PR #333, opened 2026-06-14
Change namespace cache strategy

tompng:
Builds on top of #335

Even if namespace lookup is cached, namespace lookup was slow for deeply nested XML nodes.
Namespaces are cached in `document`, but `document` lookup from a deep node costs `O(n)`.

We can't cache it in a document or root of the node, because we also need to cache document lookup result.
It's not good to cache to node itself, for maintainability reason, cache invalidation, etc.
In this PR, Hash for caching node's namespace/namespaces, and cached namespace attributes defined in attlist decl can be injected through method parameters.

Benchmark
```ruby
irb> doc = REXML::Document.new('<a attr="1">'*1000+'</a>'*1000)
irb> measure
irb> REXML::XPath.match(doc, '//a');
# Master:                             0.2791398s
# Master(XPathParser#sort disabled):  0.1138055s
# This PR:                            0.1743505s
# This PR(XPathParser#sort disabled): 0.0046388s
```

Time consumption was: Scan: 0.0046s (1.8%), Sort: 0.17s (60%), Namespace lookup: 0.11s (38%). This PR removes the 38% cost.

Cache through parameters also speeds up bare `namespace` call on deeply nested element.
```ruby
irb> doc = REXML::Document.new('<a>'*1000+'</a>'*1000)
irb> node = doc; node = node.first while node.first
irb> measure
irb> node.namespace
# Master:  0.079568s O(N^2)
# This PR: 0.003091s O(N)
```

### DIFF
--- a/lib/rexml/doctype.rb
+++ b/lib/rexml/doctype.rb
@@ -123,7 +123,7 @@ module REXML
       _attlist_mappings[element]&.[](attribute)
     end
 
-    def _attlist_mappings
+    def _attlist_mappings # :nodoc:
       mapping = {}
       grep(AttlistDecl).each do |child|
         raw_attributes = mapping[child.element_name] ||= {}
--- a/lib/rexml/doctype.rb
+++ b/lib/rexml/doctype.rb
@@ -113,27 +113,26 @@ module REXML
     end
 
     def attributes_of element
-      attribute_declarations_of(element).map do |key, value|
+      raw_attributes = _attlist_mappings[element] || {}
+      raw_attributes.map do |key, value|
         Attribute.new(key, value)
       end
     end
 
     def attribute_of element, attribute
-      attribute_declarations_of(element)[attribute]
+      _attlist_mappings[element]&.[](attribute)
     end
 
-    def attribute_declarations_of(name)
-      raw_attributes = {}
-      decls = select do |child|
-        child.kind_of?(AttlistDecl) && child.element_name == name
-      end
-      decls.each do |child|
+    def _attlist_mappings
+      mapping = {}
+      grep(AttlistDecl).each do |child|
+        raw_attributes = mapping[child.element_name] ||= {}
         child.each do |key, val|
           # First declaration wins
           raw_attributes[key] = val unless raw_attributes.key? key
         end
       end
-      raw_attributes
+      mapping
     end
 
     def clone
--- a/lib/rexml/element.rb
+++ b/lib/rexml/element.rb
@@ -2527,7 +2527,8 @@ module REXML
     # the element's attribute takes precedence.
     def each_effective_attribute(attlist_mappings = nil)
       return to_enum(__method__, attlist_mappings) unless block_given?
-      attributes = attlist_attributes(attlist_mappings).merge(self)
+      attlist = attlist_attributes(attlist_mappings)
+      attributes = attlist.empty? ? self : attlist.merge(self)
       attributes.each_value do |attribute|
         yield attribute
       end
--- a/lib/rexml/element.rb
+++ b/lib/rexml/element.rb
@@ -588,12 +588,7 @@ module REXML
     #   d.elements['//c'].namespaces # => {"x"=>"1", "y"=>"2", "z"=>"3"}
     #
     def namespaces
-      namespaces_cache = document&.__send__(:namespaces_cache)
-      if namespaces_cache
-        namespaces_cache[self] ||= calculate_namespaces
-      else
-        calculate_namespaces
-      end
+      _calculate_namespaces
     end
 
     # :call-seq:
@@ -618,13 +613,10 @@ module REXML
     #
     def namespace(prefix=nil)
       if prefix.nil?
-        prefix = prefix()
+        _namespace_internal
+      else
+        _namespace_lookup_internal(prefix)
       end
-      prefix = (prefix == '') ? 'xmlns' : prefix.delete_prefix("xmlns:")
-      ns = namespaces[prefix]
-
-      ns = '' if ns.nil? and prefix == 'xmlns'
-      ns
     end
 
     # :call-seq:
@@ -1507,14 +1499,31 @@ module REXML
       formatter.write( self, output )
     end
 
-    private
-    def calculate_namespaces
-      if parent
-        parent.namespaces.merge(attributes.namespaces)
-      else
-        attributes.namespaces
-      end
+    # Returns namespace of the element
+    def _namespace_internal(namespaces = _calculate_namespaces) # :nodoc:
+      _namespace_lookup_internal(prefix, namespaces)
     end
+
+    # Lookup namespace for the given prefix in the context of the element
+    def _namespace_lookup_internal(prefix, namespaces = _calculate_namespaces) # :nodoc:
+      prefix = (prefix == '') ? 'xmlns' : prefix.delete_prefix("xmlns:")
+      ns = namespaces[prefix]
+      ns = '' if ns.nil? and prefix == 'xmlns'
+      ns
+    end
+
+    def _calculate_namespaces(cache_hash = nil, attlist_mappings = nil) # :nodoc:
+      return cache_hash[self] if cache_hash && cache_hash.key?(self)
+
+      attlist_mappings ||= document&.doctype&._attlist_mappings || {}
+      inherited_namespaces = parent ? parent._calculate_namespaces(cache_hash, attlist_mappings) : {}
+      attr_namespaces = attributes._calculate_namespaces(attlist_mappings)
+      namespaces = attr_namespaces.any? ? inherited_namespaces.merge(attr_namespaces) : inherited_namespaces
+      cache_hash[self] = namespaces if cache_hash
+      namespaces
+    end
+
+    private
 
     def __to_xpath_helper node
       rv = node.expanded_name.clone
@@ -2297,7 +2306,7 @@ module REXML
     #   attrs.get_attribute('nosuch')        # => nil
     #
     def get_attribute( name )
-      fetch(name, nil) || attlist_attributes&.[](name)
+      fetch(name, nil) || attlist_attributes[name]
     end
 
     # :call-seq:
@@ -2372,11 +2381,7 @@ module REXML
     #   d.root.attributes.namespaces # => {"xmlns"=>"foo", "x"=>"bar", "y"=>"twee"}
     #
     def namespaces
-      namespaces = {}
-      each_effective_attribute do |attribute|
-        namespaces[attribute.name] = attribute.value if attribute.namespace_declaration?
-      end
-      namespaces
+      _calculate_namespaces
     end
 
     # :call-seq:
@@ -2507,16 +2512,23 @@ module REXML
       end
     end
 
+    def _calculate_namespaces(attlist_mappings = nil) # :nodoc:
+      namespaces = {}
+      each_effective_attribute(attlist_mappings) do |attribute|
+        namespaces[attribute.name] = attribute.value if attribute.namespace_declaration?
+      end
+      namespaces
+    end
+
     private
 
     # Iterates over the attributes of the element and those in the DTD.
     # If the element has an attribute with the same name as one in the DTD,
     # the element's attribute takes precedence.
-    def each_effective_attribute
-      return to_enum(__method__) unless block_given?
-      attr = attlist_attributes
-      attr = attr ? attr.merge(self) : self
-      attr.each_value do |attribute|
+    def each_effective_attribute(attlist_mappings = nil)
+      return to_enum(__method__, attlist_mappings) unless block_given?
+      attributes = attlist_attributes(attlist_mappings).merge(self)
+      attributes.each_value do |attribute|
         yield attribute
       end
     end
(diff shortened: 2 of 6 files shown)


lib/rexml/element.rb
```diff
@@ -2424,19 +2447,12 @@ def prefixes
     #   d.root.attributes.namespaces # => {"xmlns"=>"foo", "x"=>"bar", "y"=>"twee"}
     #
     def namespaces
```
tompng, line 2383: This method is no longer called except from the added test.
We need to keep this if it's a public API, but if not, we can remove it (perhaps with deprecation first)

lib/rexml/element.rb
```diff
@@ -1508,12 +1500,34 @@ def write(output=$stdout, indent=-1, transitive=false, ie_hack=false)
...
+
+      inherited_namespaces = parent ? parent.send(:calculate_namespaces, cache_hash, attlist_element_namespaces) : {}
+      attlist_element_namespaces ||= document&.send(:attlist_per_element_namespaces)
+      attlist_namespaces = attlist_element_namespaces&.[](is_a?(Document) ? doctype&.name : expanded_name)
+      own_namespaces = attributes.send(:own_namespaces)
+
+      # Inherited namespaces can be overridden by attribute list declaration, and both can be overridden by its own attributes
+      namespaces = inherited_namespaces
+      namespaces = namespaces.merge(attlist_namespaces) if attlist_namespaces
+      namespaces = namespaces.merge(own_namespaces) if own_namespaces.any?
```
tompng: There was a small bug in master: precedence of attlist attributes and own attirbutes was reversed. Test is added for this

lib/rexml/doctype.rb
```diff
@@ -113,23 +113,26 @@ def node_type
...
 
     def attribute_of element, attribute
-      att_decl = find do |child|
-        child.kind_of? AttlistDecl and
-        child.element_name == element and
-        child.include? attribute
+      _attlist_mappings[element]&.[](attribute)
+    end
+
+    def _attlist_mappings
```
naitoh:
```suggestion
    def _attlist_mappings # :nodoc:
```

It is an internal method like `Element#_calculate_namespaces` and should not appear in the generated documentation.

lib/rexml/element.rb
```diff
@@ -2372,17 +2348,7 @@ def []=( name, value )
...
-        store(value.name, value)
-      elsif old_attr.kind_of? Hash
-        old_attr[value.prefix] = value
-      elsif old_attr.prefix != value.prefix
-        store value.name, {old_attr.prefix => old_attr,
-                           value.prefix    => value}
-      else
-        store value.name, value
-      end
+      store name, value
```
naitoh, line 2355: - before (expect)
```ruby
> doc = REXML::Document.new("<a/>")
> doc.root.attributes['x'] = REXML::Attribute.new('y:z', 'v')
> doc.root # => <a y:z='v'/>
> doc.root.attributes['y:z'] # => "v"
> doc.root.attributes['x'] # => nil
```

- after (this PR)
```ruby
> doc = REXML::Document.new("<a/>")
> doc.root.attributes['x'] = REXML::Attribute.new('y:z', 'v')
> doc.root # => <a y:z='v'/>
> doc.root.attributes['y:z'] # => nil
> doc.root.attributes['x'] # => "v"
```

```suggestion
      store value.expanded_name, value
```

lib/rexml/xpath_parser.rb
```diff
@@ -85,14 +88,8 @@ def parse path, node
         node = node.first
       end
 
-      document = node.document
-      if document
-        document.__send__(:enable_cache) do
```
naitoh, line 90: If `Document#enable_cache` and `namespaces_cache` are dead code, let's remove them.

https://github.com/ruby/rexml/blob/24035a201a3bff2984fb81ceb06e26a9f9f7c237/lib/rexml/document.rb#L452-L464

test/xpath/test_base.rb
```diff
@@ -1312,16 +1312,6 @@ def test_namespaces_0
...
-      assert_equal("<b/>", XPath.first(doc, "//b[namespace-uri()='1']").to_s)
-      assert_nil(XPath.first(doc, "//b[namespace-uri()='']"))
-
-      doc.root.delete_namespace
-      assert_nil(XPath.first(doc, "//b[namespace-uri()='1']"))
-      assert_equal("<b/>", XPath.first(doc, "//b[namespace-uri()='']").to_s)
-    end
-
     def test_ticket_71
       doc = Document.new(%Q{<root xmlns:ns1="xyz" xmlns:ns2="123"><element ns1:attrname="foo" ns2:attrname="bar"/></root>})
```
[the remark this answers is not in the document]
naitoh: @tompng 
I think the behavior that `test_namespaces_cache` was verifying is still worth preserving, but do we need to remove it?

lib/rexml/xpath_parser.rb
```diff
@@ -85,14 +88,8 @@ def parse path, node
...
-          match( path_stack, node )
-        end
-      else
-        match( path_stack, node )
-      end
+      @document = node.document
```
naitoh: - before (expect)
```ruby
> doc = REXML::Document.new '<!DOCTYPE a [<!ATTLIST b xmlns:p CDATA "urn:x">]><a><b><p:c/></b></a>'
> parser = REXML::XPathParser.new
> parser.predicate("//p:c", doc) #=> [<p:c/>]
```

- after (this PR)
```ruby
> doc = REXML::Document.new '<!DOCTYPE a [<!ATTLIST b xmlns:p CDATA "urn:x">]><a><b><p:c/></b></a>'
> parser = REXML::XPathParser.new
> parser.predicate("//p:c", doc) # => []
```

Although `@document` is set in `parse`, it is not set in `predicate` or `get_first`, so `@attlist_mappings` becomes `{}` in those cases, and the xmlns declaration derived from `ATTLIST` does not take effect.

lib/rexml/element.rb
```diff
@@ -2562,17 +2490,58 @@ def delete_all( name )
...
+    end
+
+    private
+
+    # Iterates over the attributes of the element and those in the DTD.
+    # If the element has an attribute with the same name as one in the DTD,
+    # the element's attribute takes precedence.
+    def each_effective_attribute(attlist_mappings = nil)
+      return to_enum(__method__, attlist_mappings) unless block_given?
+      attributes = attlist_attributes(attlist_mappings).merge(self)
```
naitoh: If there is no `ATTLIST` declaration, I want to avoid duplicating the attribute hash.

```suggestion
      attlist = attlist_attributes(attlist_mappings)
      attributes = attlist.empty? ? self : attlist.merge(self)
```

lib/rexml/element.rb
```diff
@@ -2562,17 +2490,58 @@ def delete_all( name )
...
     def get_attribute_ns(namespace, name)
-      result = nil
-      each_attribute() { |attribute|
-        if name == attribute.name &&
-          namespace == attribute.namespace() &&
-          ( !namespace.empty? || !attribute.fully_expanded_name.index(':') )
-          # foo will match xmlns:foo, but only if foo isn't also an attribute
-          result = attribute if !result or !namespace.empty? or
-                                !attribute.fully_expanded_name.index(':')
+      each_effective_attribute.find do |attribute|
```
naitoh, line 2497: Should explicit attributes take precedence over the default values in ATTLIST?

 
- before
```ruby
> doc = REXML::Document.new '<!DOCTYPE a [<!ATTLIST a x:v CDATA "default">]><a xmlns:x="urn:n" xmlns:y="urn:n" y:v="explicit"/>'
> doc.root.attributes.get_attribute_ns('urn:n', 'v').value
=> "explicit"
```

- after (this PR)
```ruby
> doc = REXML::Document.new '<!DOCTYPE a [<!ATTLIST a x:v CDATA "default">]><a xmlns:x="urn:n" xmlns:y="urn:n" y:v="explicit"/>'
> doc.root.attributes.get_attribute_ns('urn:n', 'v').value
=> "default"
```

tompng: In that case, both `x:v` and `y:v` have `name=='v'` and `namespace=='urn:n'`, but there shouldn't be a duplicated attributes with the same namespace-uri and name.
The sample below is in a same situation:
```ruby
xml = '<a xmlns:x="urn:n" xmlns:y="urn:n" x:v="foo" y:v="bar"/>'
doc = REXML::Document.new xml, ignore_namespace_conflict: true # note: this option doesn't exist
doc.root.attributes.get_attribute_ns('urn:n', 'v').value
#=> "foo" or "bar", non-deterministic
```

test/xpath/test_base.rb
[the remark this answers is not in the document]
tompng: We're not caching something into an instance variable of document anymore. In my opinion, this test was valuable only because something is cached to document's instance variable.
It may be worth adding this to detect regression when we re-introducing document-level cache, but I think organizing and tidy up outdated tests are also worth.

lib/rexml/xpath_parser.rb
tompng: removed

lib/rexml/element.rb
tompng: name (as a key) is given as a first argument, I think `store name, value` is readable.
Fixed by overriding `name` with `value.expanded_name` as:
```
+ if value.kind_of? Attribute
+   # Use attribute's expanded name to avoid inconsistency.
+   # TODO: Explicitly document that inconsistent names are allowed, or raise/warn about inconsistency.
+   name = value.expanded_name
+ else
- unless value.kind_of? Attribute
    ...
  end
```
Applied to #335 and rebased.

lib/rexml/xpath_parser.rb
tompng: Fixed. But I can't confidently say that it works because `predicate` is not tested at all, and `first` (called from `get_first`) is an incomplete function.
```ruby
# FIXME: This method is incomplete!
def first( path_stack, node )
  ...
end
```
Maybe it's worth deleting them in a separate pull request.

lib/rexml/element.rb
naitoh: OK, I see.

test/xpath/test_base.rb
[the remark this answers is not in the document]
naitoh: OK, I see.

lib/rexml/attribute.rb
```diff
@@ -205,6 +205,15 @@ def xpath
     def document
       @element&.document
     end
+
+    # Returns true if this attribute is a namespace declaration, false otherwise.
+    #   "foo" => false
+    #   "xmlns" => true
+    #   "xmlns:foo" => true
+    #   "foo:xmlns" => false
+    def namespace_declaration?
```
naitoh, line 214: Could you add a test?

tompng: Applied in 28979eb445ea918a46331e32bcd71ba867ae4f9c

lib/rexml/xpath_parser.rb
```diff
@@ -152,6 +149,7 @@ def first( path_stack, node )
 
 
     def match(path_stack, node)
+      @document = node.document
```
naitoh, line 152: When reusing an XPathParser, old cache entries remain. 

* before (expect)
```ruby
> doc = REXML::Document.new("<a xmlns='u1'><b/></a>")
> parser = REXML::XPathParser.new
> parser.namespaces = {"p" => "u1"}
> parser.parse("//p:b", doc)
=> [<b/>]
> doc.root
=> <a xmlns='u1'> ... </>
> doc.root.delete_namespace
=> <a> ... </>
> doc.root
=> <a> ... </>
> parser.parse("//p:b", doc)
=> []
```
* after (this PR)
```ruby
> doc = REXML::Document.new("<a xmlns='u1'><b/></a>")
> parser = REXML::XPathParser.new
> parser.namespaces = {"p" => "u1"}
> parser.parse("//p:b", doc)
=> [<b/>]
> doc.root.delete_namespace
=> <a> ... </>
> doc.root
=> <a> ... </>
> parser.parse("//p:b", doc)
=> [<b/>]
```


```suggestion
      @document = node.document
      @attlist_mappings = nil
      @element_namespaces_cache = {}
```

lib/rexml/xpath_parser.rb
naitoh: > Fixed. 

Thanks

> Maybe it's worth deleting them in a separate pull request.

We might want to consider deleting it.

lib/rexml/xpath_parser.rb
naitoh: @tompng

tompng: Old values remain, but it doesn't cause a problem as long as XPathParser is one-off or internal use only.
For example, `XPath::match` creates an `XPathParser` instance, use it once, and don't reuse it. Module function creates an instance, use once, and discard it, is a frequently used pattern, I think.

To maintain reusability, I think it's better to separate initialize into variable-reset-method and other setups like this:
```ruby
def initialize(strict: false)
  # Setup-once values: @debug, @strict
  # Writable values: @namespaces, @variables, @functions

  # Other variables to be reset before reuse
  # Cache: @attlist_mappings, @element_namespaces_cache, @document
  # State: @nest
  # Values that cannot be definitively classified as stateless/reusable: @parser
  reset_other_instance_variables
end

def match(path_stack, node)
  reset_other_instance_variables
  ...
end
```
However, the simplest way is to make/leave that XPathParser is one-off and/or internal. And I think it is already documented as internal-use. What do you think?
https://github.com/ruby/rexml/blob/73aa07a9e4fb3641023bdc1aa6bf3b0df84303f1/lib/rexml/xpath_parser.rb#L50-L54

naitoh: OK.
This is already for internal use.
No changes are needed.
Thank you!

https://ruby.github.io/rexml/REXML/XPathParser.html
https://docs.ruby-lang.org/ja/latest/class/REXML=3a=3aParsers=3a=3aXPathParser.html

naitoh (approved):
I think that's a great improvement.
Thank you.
##############################
* Exercise goal: Write out every line from the entries where "default" appears.

* Solution to this exercise:
naitoh, line 2497: Should explicit attributes take precedence over the default values in ATTLIST?
> doc = REXML::Document.new '<!DOCTYPE a [<!ATTLIST a x:v CDATA "default">]><a xmlns:x="urn:n" xmlns:y="urn:n" y:v="explicit"/>'
> doc = REXML::Document.new '<!DOCTYPE a [<!ATTLIST a x:v CDATA "default">]><a xmlns:x="urn:n" xmlns:y="urn:n" y:v="explicit"/>'
=> "default"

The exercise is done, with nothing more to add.